Copyright © by Dan Schneider, 3/6/07

 

  Roger Ebert is perhaps the most famous film critic in America. He won a Pulitzer Prize for his writing. It should be noted, however, that that award was for the writing, not his analytical skills. What separates Ebert from most published critics is that he is better with words than most. A dozen or more of his reviews are classics whose words stick with me to this day, such as his review of Martin Scorsese’s Taxi Driver, which ends this way:

  ‘Taxi Driver’ is a hell, from the opening shot of a cab emerging from stygian clouds of steam to the climactic killing scene in which the camera finally looks straight down. Scorsese wanted to look away from Travis’s rejection; we almost want to look away from his life. But he’s there, all right, and he’s suffering.

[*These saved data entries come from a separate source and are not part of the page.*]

PR #538, opened 2021-06-07
fix coarse buffer vs amr incompatibility. Resolves issue #537.

### LINKED ISSUE #537: Inconsistent assumptions about coarse buffers for variables
Currently, a coarse buffer is only created in a variable if `Metadata::FillGhost` is set. However, variables are added to mesh refinement's variables to refine based on whether or not they have `Metadata::Independent`. Given the way we currently create variables, this should probably be changed to `Metadata::FillGhost`.

Yurlungur:
## PR Summary

Resolves #537 . In recent metadata updates, we decided variables should only contain coarse buffers if `FillGhost` is set. However, mesh refinement is currently performed if a variable is `Independent`. This causes segfaults. This PR changes the relevant metadata flag for adding variables to the mesh refinement.

There is an open question here about how we should count variables for load-balancing, as these don't need to be the same as the variables for `var_cc_`. I have left them the same for now, as that appears to be an assumption in `amr_loadbalance.cpp` but I'm not sure that's correct in general.

## PR Checklist

- [x] Code passes cpplint
- [x] Code is formatted

### DIFF
--- a/CHANGELOG.md
+++ b/CHANGELOG.md
@@ -18,6 +18,7 @@
 - [[PR 522]](https://github.com/lanl/parthenon/pull/522) Corrected ordering of `OutputDatasetNames` to match `ComponentNames`
 
 ### Fixed (not changing behavior/API/variables/...)
+- [[PR 537]](https://github.com/lanl/parthenon/pull/538) Fix inconsistent treatment of coarse buffers.
 - [[PR 487]](https://github.com/lanl/parthenon/pull/487) Add default tiling matching `i` index range to MDRange loop pattern.
 - [[PR 531]](https://github.com/lanl/parthenon/pull/531) Work around in parthenon_hdf5.cpp for GCC 7.3.0
 
--- a/docs/interface/Metadata.md
+++ b/docs/interface/Metadata.md
@@ -96,9 +96,11 @@ exclusive and required. All variables should be either independent or
 derived.
 
 - `Metadata::Independent` implies the variable is part of independent
-  state
+  state. In particular, implies data is in restart files 
+  and is prolongated/restricted during remeshing. 
+  Buffers for a coarse grid are allocated for independent variables.
 - `Metadata::Derived` implies the variable can be calculated, given
-  the independent state
+  the independent state. This is the default.
 
 ### Communication
 
--- a/src/interface/metadata.hpp
+++ b/src/interface/metadata.hpp
@@ -73,7 +73,7 @@
   /** Real-valued quantity */                                                            \
   PARTHENON_INTERNAL_FOR_FLAG(Real)                                                      \
   /************************************************/                                     \
-  /** INDEPENDENT: Exactly one must be specified (default is Independent) */             \
+  /** INDEPENDENT: Exactly one must be specified (default is Derived) */                 \
   /** is an independent, evolved variable */                                             \
   PARTHENON_INTERNAL_FOR_FLAG(Independent)                                               \
   /** is a derived quantity (ignored) */                                                 \
@@ -206,7 +206,7 @@ class Metadata {
       DoBit(Real, true);
     }
     if (CountSet({Independent, Derived}) == 0) {
-      DoBit(Independent, true);
+      DoBit(Derived, true);
     }
 
     // check if all flag constraints are satisfied, throw if not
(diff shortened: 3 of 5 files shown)


Yurlungur:
Full test suite should be run, as I changed behaviour that may effect regression tests.

jdolence:
Yeah there is definitely something to discuss here, I think.  Up until now, the assumption has been that AMR operates on the `Metadata::Independent` variables.  There are good reasons for that in the context where the independent variables are conserved, but perhaps that model is too restrictive.  I definitely don't think we should tie AMR to `Metadata::FillGhost`, though whether we use `Metadata::Independent` or try to provide a new flag like `Metadata::AMR` is an open question to me.

Yurlungur:
I am going to mark this as WIP until we can have the discussion that needs to be had. Perhaps over the Parthenon call if it can wait that long.

jlippuner (approved):
This looks reasonable. We should probably rename `nindependent`, though.

Yurlungur:
After a discussion with @jdolence I think the solution above is wrong. The main issue is that `FIllGhost` is not necessarily the same as needing coarse buffers. At remeshing steps, coarse buffers are required... even if ghost zone communication never happens. Therefore, independent variables *should* be registered for refinement, not `FIllGhost` variables. Thanks to `bvals_cc_in_one`, the `pmr` mesh variables are never actually called.

Therefore, I am going to modify this PR to do the following:
1. Register the coarse buffer for `Metadata::Independent` and `Metadata::FillGhost`
2. Only register comms vars for `Metadata::FillGhost`
3. Update the documentation to reflect this reality
4. I would like to only register `Metadata::Independent` variables with the `MeshRefinement` object, but this isn't possible, because the old `bvals_refine` code for getting boundary conditions uses `MeshRefinement`. To remove this, we need to write a `Prolongate` call for `MeshData` and remove the old `bvals_in_one` machinery. We will also need sparse variables to behave like dense ones. In the mean time, I'm registering `FillGhost` variables in the `MeshRefinement` object. 
5. I am changing `Metadata::Derived` to be the default, not `Metadata::Independent`. I think accidentally having an `Independent` variable when you think your variable is derived is worse than the other way around, as it will cause an unexpected performance hit. Whereas if you have a `Metadata::Derived` variable that you think is `Metadata::Independent`, presumably your code will crash in an obvious way.

I'm interested in people's thoughts. Especially @jdolence @jmstone @pgrete and @forrestglines . @jlippuner my apologies, this means you'll have to re-do your review.

jlippuner (approved):
Looks good

forrestglines (approved):
Looks good. Doesn't seem to break anything in AthenaPK, everything still works.

forrestglines:
>     5. I am changing `Metadata::Derived` to be the default, not `Metadata::Independent`. I think accidentally having an `Independent` variable when you think your variable is derived is worse than the other way around, as it will cause an unexpected performance hit. Whereas if you have a `Metadata::Derived` variable that you think is `Metadata::Independent`, presumably your code will crash in an obvious way.

I think this is the correct default for the same reasons you give.

forrestglines:
> There is an open question here about how we should count variables for load-balancing, as these don't need to be the same as the variables for `var_cc_`. I have left them the same for now, as that appears to be an assumption in `amr_loadbalance.cpp` but I'm not sure that's correct in general.

I'm confused about the context for this. Are we counting variables to estimate the cost of rebalancing, or are we counting to estimate the cost of each grid to determine how we should load balance? For the first, case I see that  `Metadata:Independent` would be the better flag since we only move those variables during a rebalance. If this variable counting is for the second scenario, I don't see how the number of variables is a great measure of cost for each grid.

Yurlungur:
> > There is an open question here about how we should count variables for load-balancing, as these don't need to be the same as the variables for `var_cc_`. I have left them the same for now, as that appears to be an assumption in `amr_loadbalance.cpp` but I'm not sure that's correct in general.
> 
> I'm confused about the context for this. Are we counting variables to estimate the cost of rebalancing, or are we counting to estimate the cost of each grid to determine how we should load balance? For the first, case I see that `Metadata:Independent` would be the better flag since we only move those variables during a rebalance. If this variable counting is for the second scenario, I don't see how the number of variables is a great measure of cost for each grid.

I actually don't know the answer. I haven't looked into that part of the code too deeply yet. We do need to look eventually though.

PR #539, opened 2021-06-08
Fix restart bug

Yurlungur:
## PR Summary

Downstream, I tried to restart a simulation in Phoebus, and got a very cryptic segfault. I found two issues causing the problem:
1. One loop bound was wrong---Parthenon is currently looping over the *max* number of vector elements in all variables. It should loop over the number of elements in a *given* variable.
2. Obfuscating the issue, if the code crashes, because the HDF5 file is not closed, hdf5 errors can pollute the output *and* corrupt the restart file. I found this even causes a problem in the advection example, where sometimes the restart would just hang for certain combinations of gcc and hdf5 versions.

In this PR, I fix the loop bounds and I call the destructor for the restart reader after reading is finished, which closes the HDF5 file.

To catch this in the future, I recommend we have an integration test where we restart with variables of different sizes. However, that's a bigger lift than this little bug fix, and this bug is blocking functionality. I would recommend we get this in, and I will create an issue that that reminds us to put in a test at a later date.

## PR Checklist

- [x] Code passes cpplint
- [x] Code is formatted

### DIFF
--- a/src/parthenon_manager.cpp
+++ b/src/parthenon_manager.cpp
@@ -151,7 +151,7 @@ void ParthenonManager::ParthenonInitPackagesAndMesh() {
 
     // close hdf5 file to prevent HDF5 hangs and corrupted files
     // if code dies after restart
-    this->restartReader = nullptr;
+    restartReader = nullptr;
   }
 
   // add root_level to all max_level
--- a/src/parthenon_manager.cpp
+++ b/src/parthenon_manager.cpp
@@ -255,7 +255,7 @@ void ParthenonManager::RestartPackages(Mesh &rm, RestartReader &resfile) {
           for (int k = out_kb.s; k <= out_kb.e; ++k) {
             for (int j = out_jb.s; j <= out_jb.e; ++j) {
               for (int i = out_ib.s; i <= out_ib.e; ++i) {
-                for (int l = 0; l < vlen; ++l) {
+		      for (int l = 0; l < v_h.GetDim(4); ++l) {
                   v_h(l, k, j, i) = tmp[index++];
                 }
               }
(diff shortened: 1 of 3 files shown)


Yurlungur:
Created an issue for the testing. #539.

src/parthenon_manager.cpp
```diff
@@ -148,6 +148,10 @@ void ParthenonManager::ParthenonInitPackagesAndMesh() {
 
     // Read package data from restart file
     RestartPackages(*pmesh, *restartReader);
+
+    // close hdf5 file to prevent HDF5 hangs and corrupted files
+    // if code dies after restart
+    this->restartReader = nullptr;
```
jdolence: I don't understand why this fixes a bug, but I'll take your word for it.  Why explicitly use `this->` though?

src/parthenon_manager.cpp
```diff
@@ -251,7 +255,7 @@ void ParthenonManager::RestartPackages(Mesh &rm, RestartReader &resfile) {
           for (int k = out_kb.s; k <= out_kb.e; ++k) {
             for (int j = out_jb.s; j <= out_jb.e; ++j) {
               for (int i = out_ib.s; i <= out_ib.e; ++i) {
-                for (int l = 0; l < vlen; ++l) {
+                for (int l = 0; l < v_h.GetDim(4); ++l) {
```
jdolence, line 256: Good catch!

jdolence (approved):
Thanks for the fix!  If we can drop the `this` pointer, that would be great, but otherwise this should be merged in ASAP.

src/parthenon_manager.cpp
Yurlungur: I copied it from the destructor. Almost certainly don't need the `this` pointer.

Yurlungur:
Thanks, @jdolence ! I think our issues are addressed now.

pgrete (approved):
Good catch. I just pushed a tiny updated (removing the destructor from `ParthenonFinalize` as it's not needed any more).
If you agree with this changes, feel free to hit merge.

PR #552, opened 2021-06-21
Add missing fstream include to particle_leapfrog example

maximumcats:
## PR Summary

The particle_leapfrog example uses std::ofstream to create a file but doesn't do `#include <fstream>`, which is a problem at least with gcc 8.3 for some configurations.

## PR Checklist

  This is a terrific piece of writing. Yet, Ebert is notoriously dense. He thinks that Steven Spielberg is a great filmmaker, and has panned many great films while praising schlock from the above mentioned hack, as well as the Star Wars films, and many other Hollywood junk fare, even as he recognizes, say, both the greatness and cultural relevance of the Up Series of Michael Apted. In short, his long time partner, Gene Siskel, who never quite had Ebert’s way with words, nonetheless understood the art of film far more deeply, and, while not a better writer, was certainly a better critic.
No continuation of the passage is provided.